Determine the count of lines containing "logic" in the entries below and return only that figure.

(Dataset entries)
━━━━━━━━━━━━━━━━

PR #1238, opened 2025-12-03
refactor: Update comments for clarity and improve layout structure in EditContent component

MrDirkelz:


cms/src/components/content/EditContent.vue
ivanslabbert: EditContentParent got removed?

PR #1930, opened 2026-08-21
1929 cms api change the view auto assign rule to cmsview

### LINKED ISSUE #1929: CMS, API: change the view auto-assign rule to cmsView
When a group's ACL entry for a doc type gains its first permission, the CMS auto-adds \`AclPermission.View\` alongside it (\`cms/src/components/groups/permissions.ts\`, \`validateAclEntry\`) — and \`EditAclByGroup.vue\` does the same on manual entry creation. Conversely, clearing \`View\` clears all other permissions on that entry.

App users only ever consume \`View\`; every other permission (\`Edit\`, \`Translate\`, \`Publish\`, \`Assign\`, etc.) is CMS-only. Auto-assigning \`View\` when any other permission is set therefore grants app-facing visibility as a side effect of a CMS-only permission change, when \`AclPermission.CmsView\` is what's actually implied.

**Scope:**
- Update the auto-assign/auto-clear rule in \`cms/src/components/groups/permissions.ts\` (\`validateAclEntry\`) and \`cms/src/components/groups/EditAclByGroup.vue\` to use \`AclPermission.CmsView\` instead of \`AclPermission.View\`.
- Add an API schema upgrade script (\`api/src/db/schemaUpgrade\`, next version after \`v19\`) that walks existing \`Group\` docs and applies the same rule retroactively: for every ACL entry that has any permission set but lacks \`cmsView\`, add \`cmsView\`. Wire it into \`db.upgrade.ts\`.
- Check \`shared/src/permissions/permissions.ts\` and its spec for any assumption that \`View\` is present whenever another permission is (per the existing GitHub #160 comments there — View and CmsView already resolve independently, so this should be additive, but worth confirming nothing quietly relied on the old CMS-side behavior).

Confirm with the reporting team member whether \`View\` should still be auto-added the very first time *any* CMS permission is granted (so a brand-new group gets both flipped together), or whether \`View\` should now be a fully independent, manually-set toggle.

MrDirkelz:


cms/src/components/groups/EditAclByGroup.vue
```diff
@@ -80,7 +80,8 @@ const toggleAclEntry = (aclEntry: any) => {
     if (aclEntry.permission.length > 0) {
         aclEntry.permission = [];
     } else {
-        aclEntry.permission.push(AclPermission.View);
+        // Matches the auto-assign rule in validateAclEntry
+        aclEntry.permission.push(AclPermission.CmsView);
```
ivanslabbert: Duplicate logic? `permissions.ts` is supposed to already set the CmsView permission

cms/src/components/groups/permissions.ts
```diff
@@ -109,18 +109,19 @@ export const hasChangedPermission = computed(() => {
...
-        aclEntry.permission.push(AclPermission.View);
+        aclEntry.permission.push(AclPermission.CmsView);
     }
 
-    // Remove all other permissions if the view permission is removed
-    if (!aclEntry.permission.includes(AclPermission.View)) {
-        aclEntry.permission = [];
+    // CMS-only permissions can't be exercised without CmsView; app-facing View stands on its own
+    if (!aclEntry.permission.includes(AclPermission.CmsView)) {
+        aclEntry.permission = aclEntry.permission.filter((p) => p === AclPermission.View);
```
ivanslabbert: Remove all other permissions if CmsView and View permissions are both removed. Also implement in API

cms/src/components/groups/permissions.ts
```diff
@@ -109,18 +109,19 @@ export const hasChangedPermission = computed(() => {
...
+    // assigned deliberately, so a CMS-only permission change can't grant app visibility by accident.
     if (
         aclEntry.permission.length &&
-        !aclEntry.permission.includes(AclPermission.View) &&
+        !aclEntry.permission.includes(AclPermission.CmsView) &&
         prevAclEntry.permission.length === 0
     ) {
-        aclEntry.permission.push(AclPermission.View);
+        aclEntry.permission.push(AclPermission.CmsView);
     }
```
ivanslabbert: Automatically set view if any other permission is set.

api/src/endpoints/query.service.ts
```diff
@@ -131,10 +131,10 @@ export class QueryService {
...
 
         // CMS-scoped requests (cms:true) are permission-gated by CmsView; app/public requests by
-        // View. A CmsView ACL entry always also carries View (see validateAcl), so CMS users keep
-        // their app-side published access too. When the caller holds no CmsView on any requested
-        // group the resulting empty groups fall through to the same 403 guards as a missing View —
-        // so requesting cms:true without CmsView is Forbidden, not a silent published-only result.
+        // View. The two are granted independently, so CMS access does not imply app-side published
+        // access. When the caller holds no CmsView on any requested group the resulting empty groups
+        // fall through to the same 403 guards as a missing View — so requesting cms:true without
+        // CmsView is Forbidden, not a silent published-only result.
```
ivanslabbert: Simplify comment to not include info on logic not implemented here

api/src/changeRequests/aclValidation.ts
ivanslabbert: See comment in CMS permissions.ts

ivanslabbert (approved):

PR #1934, opened 2026-08-21
1860 app inappbrowsercheck not working with new telegram

### LINKED ISSUE #1860: APP: InAppBrowserCheck not working with new telegram

MrDirkelz:


ivanslabbert (commented):
There is a npm package / github repo that detects in-app browsers, with Telegram support. Check if it has been updated to detect Telegram correctly (after Telegram removed the API that was previously used by the library to detect the Telegram in-app browser).

johan-bell (changes requested):
The move to inapp-spy introduces a regression for installed users:

- `inAppBrowser.ts:41` — inapp-spy's generic pattern `(iPhone|iPod|iPad)(?!.*Safari/)` matches iOS home-screen PWA user agents (they omit `Safari/`), so installed iOS users would get the "open in your browser" interstitial on every cold launch. Please gate on the existing `isInstalledStandalone()` from `app/src/globalConfig.ts`.
- `inAppBrowser.ts:15` — the comment saying inapp-spy has no Telegram detection isn't accurate: its `getDetectClientSide` already checks `TelegramWebviewProxy`; only `__tg__webview_set` is genuinely additional.
- `inAppBrowser.ts:27` — the hand-rolled bridge check covers fewer properties (`TelegramWebview`, `TelegramWebviewProxyProto` missing) than the library it supplements.
- Test gap: an iOS standalone user-agent case in `playwright-tests/app/flows/in-app-browser.spec.ts` would have caught the PWA regression.

ivanslabbert (approved):

johan-bell (approved):

PR #1937, opened 2026-08-24
fix(app): close the per-route JSDOM in the SSG prerender (#1936)

### LINKED ISSUE #1936: APP: vite-ssg leaks a JSDOM per prerendered route, OOMing the SSG build
## Summary

`vite-ssg` constructs a `new JSDOM(renderedHTML)` for **every** prerendered route and never
closes it. Each unclosed instance retains ~13 MB, so a full-site prerender (~2000 routes)
accumulates far more than any configurable heap, and `build:web` dies with
`FATAL ERROR: Reached heap limit Allocation failed - JavaScript heap out of memory`.

This currently blocks the SSG/ISR initial build from ever completing.

## Evidence

In `node_modules/vite-ssg/dist/node.mjs` (v0.23.8, the render loop):

```js
const jsdom = new JSDOM(renderedHTML);
renderPreloadLinks(jsdom.window.document, ctx.modules || new Set(), ssrManifest);
if (head)
  await renderDOMHead(head, { document: jsdom.window.document });
const html = jsdom.serialize();
// ← no jsdom.window.close()
```

Grepping the whole file for `.close()` returns nothing. Each `new JSDOM()` builds a full DOM
tree from a 135–155 KiB page *and* allocates a Node `vm.Context` with its own globals and
prototypes; without an explicit close those are never reclaimed.

Measured in isolation — 300 instances of a representative ~200 KiB page:

| | `heapUsed` after 300 instances |
|---|---|
| Without `close()` | **3900 MB** (~13 MB retained each) |
| With `close()` | **160 MB** (~0.5 MB each) |

A **24× reduction** from one line.

The GC log from the failing build corroborates retention rather than GC pressure — scavenges
reclaim only a few MB against a ~2020 MB live set:

```
Scavenge 2026.0 (2078.5) -> 2019.0 (2078.4) MB
Scavenge 2027.4 (2079.6) -> 2024.0 (2097.4) MB
FATAL ERROR: Reached heap limit Allocation failed - JavaScript heap out of memory
```

## Not fixed upstream

Confirmed the identical code (no `.close()`) in the **latest** published `vite-ssg`, 28.3.0 —
so there is no version upgrade to take instead. Worth raising upstream separately; that
shouldn't gate unblocking our build.

## Proposed fix

Add `jsdom.window.close()` immediately after `jsdom.serialize()`, via `patch-package`
(the repo has no dependency-patching tooling yet, so this introduces it).

Closing after `serialize()` is safe: `renderDOMHead` and `renderPreloadLinks` both run before
it, and `onPageRendered` afterwards only manipulates the already-serialised HTML string —
nothing touches the DOM once it's closed.

## Verification

`npm run build:web` completes a full-site prerender without OOM, with heap staying flat across
routes instead of climbing.

MrDirkelz:
Part of #1936 (removes the JSDOM contributor; the unhead and cache-seed contributors remain — see the update below)

## The bug

`vite-ssg` constructs a `new JSDOM(renderedHTML)` for **every** prerendered route and never
closes it (`node_modules/vite-ssg/dist/node.mjs`, the render loop):

```js
const jsdom = new JSDOM(renderedHTML);
renderPreloadLinks(jsdom.window.document, ctx.modules || new Set(), ssrManifest);
if (head)
  await renderDOMHead(head, { document: jsdom.window.document });
const html = jsdom.serialize();
// ← never closed
```

Grepping the whole file for `.close()` returns nothing. Each instance holds a full DOM tree
built from a 135–155 KiB page, plus its own Node `vm.Context` with its own globals and
prototypes — none of it reclaimed without an explicit close.

Over a full-site prerender this exhausts any heap the build can be given, and `build:web` dies:

```
FATAL ERROR: Reached heap limit Allocation failed - JavaScript heap out of memory
```

## Measurement

300 instances of a representative ~200 KiB page, with and without the close:

| | `heapUsed` after 300 instances |
|---|---|
| Without `close()` | **3900 MB** (~13 MB retained each) |
| With `close()` | **160 MB** (~0.5 MB each) |

**24× reduction** from one line.

The GC log from the failing build confirms retention rather than GC pressure — scavenges
reclaim only single-digit MB against a ~2020 MB live set:

```
Scavenge 2026.0 (2078.5) -> 2019.0 (2078.4) MB
Scavenge 2027.4 (2079.6) -> 2024.0 (2097.4) MB
```

> **Update (measured):** this removes the JSDOM contributor *completely* — a closed per-route JSDOM
> retains 2.75 MB/page vs 2.74 MB/page with JSDOM bypassed entirely, i.e. nothing. But it is **not**
> the whole leak: `@unhead/dom` accounts for ~3.5 MB/page and the per-page response-cache seed for
> ~2.75 MB/page. Land this on its merits; it does not on its own make a full-site build complete.
> See the comment below for the bisect table and method.

## The fix

`jsdom.window.close()` immediately after `jsdom.serialize()`, applied via `patch-package`.

Safe at that point: `renderPreloadLinks` and `renderDOMHead` both run *before* the serialize,
and `onPageRendered` afterwards only manipulates the already-serialised HTML string — nothing
touches the DOM once it's closed.

## Why a patch rather than an upgrade

The identical unclosed-JSDOM code is present in the **latest** published `vite-ssg` (28.3.0),
verified directly — there's no version to upgrade to that fixes this. Worth raising upstream
separately, but that shouldn't gate unblocking our build. `patches/README.md` records when the
patch can be dropped.

This introduces `patch-package`; the repo had no dependency-patching tooling before.

## Verification

- Patch applies to a pristine dependency: removed `node_modules/vite-ssg`, reinstalled clean
  (confirmed `jsdom.window.close` absent), ran `npm run postinstall` → applied `✔`, and the
  resulting file passes `node --check`.
- Lockfile changes are limited to `patch-package` and its own dependency tree.

**Not yet verified:** a full `build:web` run to completion against a production-sized dataset.
That needs the deployment environment and is the real end-to-end confirmation — worth doing
before this is relied on.

### DIFF
--- a/app/patches/vite-ssg+0.23.8.patch
+++ b/app/patches/vite-ssg+0.23.8.patch
@@ -1,0 +1,12 @@
+diff --git a/node_modules/vite-ssg/dist/node.mjs b/node_modules/vite-ssg/dist/node.mjs
+index 6faa9cd..a8fc2d2 100644
+--- a/node_modules/vite-ssg/dist/node.mjs
++++ b/node_modules/vite-ssg/dist/node.mjs
+@@ -1043,6 +1043,7 @@ async function build(ssgOptions = {}, viteConfig = {}) {
+         if (head)
+           await renderDOMHead(head, { document: jsdom.window.document });
+         const html = jsdom.serialize();
++        jsdom.window.close();
+         let transformed = await onPageRendered?.(route, html, appCtx) || html;
+         if (critters)
+           transformed = await critters.process(transformed);
--- a/app/package-lock.json
+++ b/app/package-lock.json
@@ -55,6 +55,7 @@
                 "fake-indexeddb": "^6.2.5",
                 "jsdom": "^23.2.0",
                 "npm-run-all2": "^6.2.6",
+                "patch-package": "^8.0.1",
                 "postcss": "^8.5.4",
                 "prettier": "^3.0.3",
                 "prettier-plugin-tailwindcss": "^0.5.11",
@@ -4195,6 +4196,13 @@
                 "node": ">=10.0.0"
             }
         },
+        "node_modules/@yarnpkg/lockfile": {
+            "version": "1.1.0",
+            "resolved": "https://registry.npmjs.org/@yarnpkg/lockfile/-/lockfile-1.1.0.tgz",
+            "integrity": "sha512-GpSwvyXOcOOlV70vbnzjj4fW5xW/FdUF6nQEt1ENy7m4ZCczi1+/buVUPAqmGfqznsORNFzUMjctTIp8a9tuCQ==",
+            "dev": true,
+            "license": "BSD-2-Clause"
+        },
         "node_modules/abbrev": {
             "version": "2.0.0",
             "resolved": "https://registry.npmjs.org/abbrev/-/abbrev-2.0.0.tgz",
@@ -4856,6 +4864,22 @@
             },
             "engines": {
                 "node": ">= 6"
+            }
+        },
+        "node_modules/ci-info": {
+            "version": "3.9.0",
+            "resolved": "https://registry.npmjs.org/ci-info/-/ci-info-3.9.0.tgz",
+            "integrity": "sha512-NIxF55hv4nSqQswkAeiOi1r83xy8JldOFDTWiug55KBu9Jnblncd2U6ViHmYgHf01TPZS77NJBhBMKdWj9HQMQ==",
+            "dev": true,
+            "funding": [
+                {
+                    "type": "github",
+                    "url": "https://github.com/sponsors/sibiraj-s"
+                }
+            ],
+            "license": "MIT",
+            "engines": {
+                "node": ">=8"
             }
         },
         "node_modules/clean-css": {
@@ -6215,6 +6239,16 @@
             },
             "funding": {
                 "url": "https://github.com/sponsors/sindresorhus"
+            }
+        },
+        "node_modules/find-yarn-workspace-root": {
+            "version": "2.0.0",
+            "resolved": "https://registry.npmjs.org/find-yarn-workspace-root/-/find-yarn-workspace-root-2.0.0.tgz",
+            "integrity": "sha512-1IMnbjt4KzsQfnhnzNd8wUEgXZ44IzZaZmnLYx7D5FZlaHt2gW20Cri8Q+E/t5tIj4+epTBub+2Zxu/vNILzqQ==",
+            "dev": true,
+            "license": "Apache-2.0",
+            "dependencies": {
+                "micromatch": "^4.0.2"
             }
         },
         "node_modules/flat-cache": {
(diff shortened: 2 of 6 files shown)


MrDirkelz:
## Update: measured — this fixes the JSDOM component completely, but it is not the whole leak

Since opening this I built a local reproduction (mock `/query` API + synthetic corpus, no server needed) and instrumented the render loop to sample `heapUsed` after two forced GC passes. That turns the earlier isolated micro-benchmark into a measurement of the real loop.

### The JSDOM fix does exactly what this PR claims

| variant | MB retained per page |
|---|---|
| JSDOM bypassed entirely | 2.74 |
| JSDOM created **and closed** (this PR) | 2.75 |

Indistinguishable — with `window.close()`, a per-route JSDOM contributes **no** measurable retention. The patch is correct and worth landing on its own.

### But two other contributors remain

Bisecting the render loop by disabling one call at a time (growth measured pages 10 → 40):

| variant | MB/page |
|---|---|
| baseline | 6.24 |
| skip `renderPreloadLinks` | 6.21 |
| skip `renderDOMHead` (@unhead/dom) | **2.75** |
| skip both | 2.75 |

- **`@unhead/dom`'s `renderDOMHead` — ~3.5 MB/page (56%).** `@unhead/dom` stores live DOM element references (`state.elMap[id] = $el`), so a retained head instance keeps its JSDOM element graph alive. This is consistent with the heap-snapshot diff, which showed `SymbolTreeNode` (+2101/page), `AttrImpl` (+1556/page) and `HTMLLinkElementImpl` (+506/page) accumulating.
- **Per-page response-cache seed — ~2.75 MB/page (44%).** A second snapshot diff with unhead disabled shows ~500 content-doc copies retained per render (doc body strings, author strings, `(object properties)` arrays).
- `renderPreloadLinks` contributes nothing.

### Caveat on the absolute numbers

These come from synthetic data whose feed queries match the whole corpus, producing ~970 KB pages against ~150 KB in production. The **mechanisms** hold; the magnitudes are inflated. Production measurement puts the real figure nearer ~1.2 MB/page — which still exhausts a 2 GB heap well before the full route set.

### What this means for reviewers

Land this on its merits — it removes one of three contributors, and on the constrained host it took the build from failing at ~92s to ~192s with full mark-compacts being reached. **It does not on its own make the full-site build complete**, and the issue should stay open for the unhead and cache-seed components.

The deployment side is being addressed independently by batching the render across processes, which bounds accumulation regardless of which library is responsible.

MrDirkelz:
## Added to this branch: `SSG_FORCE_REDIRECTS`

Second commit (`2de74cfa`) adds a small, separate capability needed by the deployment-side fix.

**Why.** Redirect artifacts are gated `if (!IS_SCOPED)`, so a scoped rebuild never writes
`ssg-redirect-index.json` — correct today, because a partial index would overwrite the complete
one, and some run is always unscoped.

That assumption breaks under the batched build being added deployment-side: to keep the per-page
leak bounded, the site is rendered in several **scoped** passes and there is no full build at all.
Nothing would then generate redirects, and `ssg-redirect-index.json` is in the deployer's required
artifacts. Redirects aren't optional on this site and are expected to grow.

**What.** `SSG_FORCE_REDIRECTS=1` writes redirect artifacts from a scoped build. The deployment
driver sets it on one enumeration pass only. Safe regardless of scope — redirect enumeration reads
its own docs and does not depend on which routes rendered.

**Verified** against a local mock API serving two redirect docs:

| | `ssg-redirect-index.json` |
|---|---|
| scoped, no flag | **missing** |
| scoped, `SSG_FORCE_REDIRECTS=1` | `{"redirect-1":{"slug":"old-path","status":301},"redirect-2":{"slug":"legacy-page","status":302}}` |

Static redirect files (`old-path.html`, `legacy-page.html`) are emitted too. `npm run type-check`
passes. Default behaviour is unchanged when the flag is unset.

MrDirkelz:
## Correction to my earlier comment on the redirect commit

My previous comment justified the redirect change with "a partial index would overwrite the
complete one." **That is wrong** — `writeRedirectFiles` calls `fetchRedirects(apiUrl)`, a full
enumeration independent of `SSG_ONLY_ROUTES`, so its output is never partial. Apologies; the
commit has been amended (`ec47bff5`) and the flag renamed.

**The actual reason scoped builds skip redirect artifacts:** they are re-read in full and
rewritten wholesale, so exactly one pass should own them. Between builds the ISR watcher maintains
`ssg-redirect-index.json` itself — it loads, mutates it from polled redirect docs, and saves it.
A scoped rebuild re-reading the API could therefore revert a change the watcher has already
applied locally but the API has not caught up with. The gate protects that.

**Why a flag is still needed:** the gate assumes some pass in a run is unscoped. A driver that
renders the site in several scoped passes (to bound the per-page memory retention this PR's other
commit only partly addresses) never runs one, so nothing would emit redirects at all.

`SSG_FORCE_REDIRECTS` → **`SSG_EMIT_REDIRECTS`**, because it is not an override of a safety
measure: it designates which pass owns redirect generation when no unscoped pass exists. Watcher
behaviour and default behaviour are both unchanged.

app/patches/vite-ssg+0.23.8.patch
ivanslabbert: When well tested, submit a PR on the vite-ssg project if possible

ivanslabbert (approved):
Add a follow-up ticket to remove the patch once fixed in the upstream vite-ssg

━━━━━━━━━━━━━━━━

● ANSWER TO THIS PROBLEM: 2